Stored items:
PR #126, opened 2023-08-02
Update CHANGELOG.md

### LINKED ISSUE #125: Changelog: add another `EndpointType` changelog to "Breaking" part
https://github.com/rust-embedded-community/usb-device/blob/7ebb10fe5f952955b416c5b05abc84d37bf82acf/CHANGELOG.md?plain=1#L22-L23

Since `EndpointType` is a public enum, and some crates [may use the integer form of it](https://github.com/stm32-rs/synopsys-usb-otg/blob/aa12f1a4e21441159a1f3a646768f43cbb3e74b9/src/endpoint.rs#L92-L99). After this modification user will need to call `.to_bm_attributes()` to access numeric form. We might add a another changelog to tell user about this.

```diff
### Breaking
+++ * Acess numeric form of `EndpointType` variants now require a `.to_bm_attributes()` ([#60](https://github.com/rust-embedded-community/usb-device/pull/60)).
```

eZioPan:
will close #125

### DIFF
--- a/CHANGELOG.md
+++ b/CHANGELOG.md
@@ -16,6 +16,7 @@ and this project adheres to [Semantic Versioning](http://semver.org/spec/v2.0.0.
   * `UsbDeviceBuilder` has a public `.extra_lang_ids()` method to specify LANGIDs besides ENGLISH_US(0x0409)
 
 ### Breaking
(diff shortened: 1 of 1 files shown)


eldruin (approved):
Thank you!

PR #127, opened 2023-09-11
Add copy and eq to UsbError

Finomnis:
`UsbError` is as primitive as it gets, and there are situations where the error has to be duplicated (for example to put it in an error event in a non-blocking queue).

Unless there are grand plans for the `UsbError` enum that will add references to data in the future, it would help me to add `Clone`. The other ones are mostly suggestions based on best practices.


ryan-summers (commented):
Looks good to me, thanks for the change. Mind adding a CHANGELOG entry?

Finomnis:
@ryan-summers Done.

ryan-summers (approved):

PR #258, opened 2018-09-11
Refs #3376. Fixed set of WriteParams with volatile durability.

richiware:
After fixed in eProsima/Fast-RTPS@7b2c5b9 a incorrect behavior (removing samples) when a publisher's durability is set to volatile, the old code for getting WriteParams with this configuration (volatile durability) stops working. This PR updates this code to work properly.

This error was detected in ros2/rmw_fastrtps#226.

### DIFF
--- a/include/fastrtps/rtps/history/WriterHistory.h
+++ b/include/fastrtps/rtps/history/WriterHistory.h
@@ -27,6 +27,7 @@ namespace fastrtps{
 namespace rtps {
 
 class RTPSWriter;
+class WriteParams;
 
 /**
  * Class WriterHistory, container of the different CacheChanges of a writer
@@ -55,6 +56,9 @@ class WriterHistory : public History
      * @return True if added.
      */
     RTPS_DllAPI bool add_change(CacheChange_t* a_change);
+
+    RTPS_DllAPI bool add_change(CacheChange_t* a_change, WriteParams &wparams);
+
     /**
      * Remove a specific change from the history.
      * @param a_change Pointer to the CacheChange_t.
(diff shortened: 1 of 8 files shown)


include/fastrtps/rtps/history/WriterHistory.h
```diff
@@ -55,6 +56,9 @@ class WriterHistory : public History
      * @return True if added.
      */
     RTPS_DllAPI bool add_change(CacheChange_t* a_change);
+
+    RTPS_DllAPI bool add_change(CacheChange_t* a_change, WriteParams &wparams);
```
MiguelCompany: This function should be doxygen'd

clalancette:
This seems to fix the problem reported in https://github.com/ros2/rmw_fastrtps/issues/226 .  Thanks!

include/fastrtps/rtps/history/WriterHistory.h
richiware: Done

test/blackbox/BlackboxTests.cpp
```diff
@@ -5269,6 +5269,23 @@ BLACKBOXTEST(BlackBox, AsyncVolatileKeepAllPubReliableSubNonReliableHelloWorld)
     reader.block_for_at_least(2);
 }
 
+// Regression test of Refs #3376, github ros2/rmw_fastrtps #226
+BLACKBOXTEST(BlackBox, ReqRepVolatileHelloworldRequesterCheckWriteParams)
+{
+    ReqRepAsReliableHelloWorldRequester requester;
+    ReqRepAsReliableHelloWorldReplier replier;
+
+    requester.durability_kind(eprosima::fastrtps::VOLATILE_DURABILITY_QOS).init();
```
MiguelCompany: I think the replier should also be set to volatile for this test to work

richiware: The replier is not needed in this test. I removed it.

MiguelCompany: LGTM

PR #267, opened 2018-10-04
Fix localhost

clalancette:
We were running into a situation where Fast-RTPS would not pass any data when all network interfaces were down except for localhost.  It turns out that Fast-RTPS was ignoring localhost as a valid communications interface in some circumstances.  These fixes things so that Fast-RTPS will now consider localhost
as a communications interface, allowing this to work.

I've run the basic tests against this patchset, and they seem to pass.  I also ran this patchset as part of the ROS2 CI ([linux](https://ci.ros2.org/job/ci_linux/5248), [windows](https://ci.ros2.org/job/ci_windows/5221), [osx](https://ci.ros2.org/job/ci_osx/4362)), and things seem to be happy there as well.  I don't know what other knock-on effects this might have, so thoughts/review on that would be appreciated.  Finally, I'm pretty sure there is a similar problem in UDPv6, but I'm much less familiar with IPv6 and I don't have time to debug it right now.

### DIFF
--- a/src/cpp/utils/IPFinder.cpp
+++ b/src/cpp/utils/IPFinder.cpp
@@ -83,7 +83,6 @@ bool IPFinder::getIPs(std::vector<info_IP>* vec_name, bool return_loopback)
 
                 if (family == AF_INET || family == AF_INET6) //IP4
                 {
-                    //printf("\t%s ",  family == AF_INET ? "IPv4":"IPv6");
                     memset(buf, 0, BUFSIZ);
                     getnameinfo(ua->Address.lpSockaddr, ua->Address.iSockaddrLength, buf, sizeof(buf), NULL, 0, NI_NUMERICHOST);
                     info_IP info;
@@ -132,7 +131,7 @@ bool IPFinder::getIPs(std::vector<info_IP>* vec_name, bool return_loopback)
 
     if (getifaddrs(&ifaddr) == -1) {
         perror("getifaddrs");
-        exit(EXIT_FAILURE);
+	return false;
     }
 
     for (ifa = ifaddr; ifa != NULL; ifa = ifa->ifa_next)
@@ -149,7 +148,7 @@ bool IPFinder::getIPs(std::vector<info_IP>* vec_name, bool return_loopback)
             if (s != 0) {
                 printf("getnameinfo() failed: %s\n", gai_strerror(s));
                 freeifaddrs(ifaddr);
-                exit(EXIT_FAILURE);
+		return false;
             }
             info_IP info;
             info.type = IP4;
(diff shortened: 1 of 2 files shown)


src/cpp/utils/IPFinder.cpp
```diff
@@ -83,7 +83,6 @@ bool IPFinder::getIPs(std::vector<info_IP>* vec_name, bool return_loopback)
 
                 if (family == AF_INET || family == AF_INET6) //IP4
                 {
-                    //printf("\t%s ",  family == AF_INET ? "IPv4":"IPv6");
```
dirk-thomas: Why should the patch remove this comment?

src/cpp/utils/IPFinder.cpp
```diff
@@ -132,7 +131,7 @@ bool IPFinder::getIPs(std::vector<info_IP>* vec_name, bool return_loopback)
 
     if (getifaddrs(&ifaddr) == -1) {
         perror("getifaddrs");
-        exit(EXIT_FAILURE);
+	return false;
```
dirk-thomas: The indentation doesn't seem to align and also uses tabs instead of spaces.

Same below.

src/cpp/utils/IPFinder.cpp
MiguelCompany: This would produce undesired console output, so I don't mind it being removed.

src/cpp/utils/IPFinder.cpp
clalancette: Yep, good call.  Fixed now in 8e75a59.

dirk-thomas:
@richiware Friendly ping.

richiware:
@miguelcompany and me were reviewing the PR, but we think the solution  is not ideal. With this PR the locator 127.0.0.1 
is sent to remote endpoints through discovery. I'm working on a better solution in branch 
[hotfix/#3559](https://github.com/eProsima/Fast-RTPS/tree/hotfix/%233559). I will be informing you.
↪ 2018-10-23 mar 00:14, Dirk Thomas <notifications@github.com>:

clalancette:
> @MiguelCompany and me were reviewing the PR, but we think the solution is not ideal. With this PR the locator 127.0.0.1 is sent to remote endpoints through discovery. I'm working on a better solution in branch [hotfix/#3559](https://github.com/eProsima/Fast-RTPS/tree/hotfix/%233559). I will be informing you.

Great, thanks for the update @richiware

MiguelCompany:
Hi @clalancette and @dirk-thomas 

I've seen a better way to address the case when running on a machine with all the network interfaces down except localhost. You can see the code on #303. I have tested the HelloWorldExample on Ubuntu 18 and Windows and the publisher and subscriber match and communicate correctly.

When that PR is merged it will close this one, so I wanted to inform you so you can check it solves the problem originally posted here.

clalancette:
@MiguelCompany I just got a chance to test out PR #303 (really, I tested the develop branch), and things seem to work great there!  It actually fixes the problem better than this PR, since I no longer even need to setup lo for MULTICAST.  Thank you so much for the fixes.  I'm going to close this PR out now.

PR #269, opened 2018-10-08
Refs #3468 Added methods to ease dds-security adaptation.

LuisGP:
Added some methods to easy Time_t (and Duration_t) class management:
[] Constructor from long double seconds.
[] to_ns method returns stored time as nanoseconds
[] >, >=, + and - operators.


include/fastrtps/rtps/common/Time_t.h
```diff
@@ -127,11 +153,52 @@ static inline bool operator<=(const Time_t& t1,const Time_t& t2)
...
+			return false;
+	}
+}
+
 inline std::ostream& operator<<(std::ostream& output,const Time_t& t)
 {
 	return output << t.seconds<<"."<<t.fraction;
 }
 
+static inline Time_t operator+(const Time_t &ta, const Time_t &tb)
```
MiguelCompany: This should be doxygen'd

include/fastrtps/rtps/common/Time_t.h
```diff
@@ -127,11 +153,52 @@ static inline bool operator<=(const Time_t& t1,const Time_t& t2)
...
+{
+	Time_t result(ta.seconds + tb.seconds, ta.fraction + tb.fraction);
+	if (result.fraction < ta.fraction) // Overflow is detected by any of them
+	{
+		++result.seconds;
+	}
+	return result;
+}
+
+static inline Time_t operator-(const Time_t &ta, const Time_t &tb)
```
MiguelCompany: This should be doxygen'd

include/fastrtps/rtps/common/Time_t.h
```diff
@@ -50,7 +50,22 @@ struct RTPS_DllAPI Time_t{
...
+		fraction = (sec - seconds) * 4294967296;
+	}
+
+	/**
+	 *  Returns stored time as nanoseconds
+	 */
+	inline int64_t to_ns()
+	{
+		int64_t nano = seconds * 1000000000;
+		nano += (fraction  * 1000000000) / 4294967296; // 1 fraction = 1/(2^32) seconds
```
MiguelCompany: This will use 32 bit arithmetic. Please use ULL literals to all constants to force 64-bit arithmetic

include/fastrtps/rtps/common/Time_t.h
```diff
@@ -50,7 +50,22 @@ struct RTPS_DllAPI Time_t{
 		seconds = sec;
 		fraction = frac;
 	}
-	
+
+	Time_t(long double sec)
+	{
+		seconds = static_cast<uint32_t>(sec);
+		fraction = (sec - seconds) * 4294967296;
```
MiguelCompany: I think this can produce a warning on some systems, as the result of the calculation is a long double. So I think a cast is required here.

LuisGP:
Done, pong!

PR #271, opened 2018-10-09
Refs #3443. Added equality operator for attributes.

julianbermudez:
According with the `XRCE` standard, entities attributes must be compared in order to use the `REUSE` flag.
For this reason `operator==` has been implemented for all attributes classes, such as `ParticipantAttributes`, `PublisherAttributes` and so on.


MiguelCompany:
This was already addressed as part of #251 and #276

PR #283, opened 2018-10-25
Refs #3571 Added xml configuration for wait tcp negotiation.

LuisGP:
Added parameter to configure wait for negotiation tcp transport descriptor attribute


LuisGP:
Dupped.

PR #286, opened 2018-10-29
Decreased default participant announcement

richiware:
To avoid failing randomly some tests, I decreased the default participant announcement.


JuanCarlos-eProsima:
LGTM

PR #285, opened 2018-10-26
Input sockets whitelist

JuanCarlos-eProsima:
[Refs #3549](https://eprosima.easyredmine.com/issues/3549) Implement a new feature to apply the interface whitelist to the input sockets in UDP and TCP transports

PR #292, opened 2018-11-02
Fix deadlock on TCP

MiguelCompany:
This PR fixes an error introduced by #285. When the socket is closed, the receive call returns 0 (i.e. 0 bytes were read) and the thread keeps looping because the channel has not been closed.


JuanCarlos-eProsima:
LGTM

* What the exercise asks *
Where a line of the data holds the word "issues", copy that line.

* Response to this task *
This seems to fix the problem reported in https://github.com/ros2/rmw_fastrtps/issues/226 .  Thanks!
[Refs #3549](https://eprosima.easyredmine.com/issues/3549) Implement a new feature to apply the interface whitelist to the input sockets in UDP and TCP transports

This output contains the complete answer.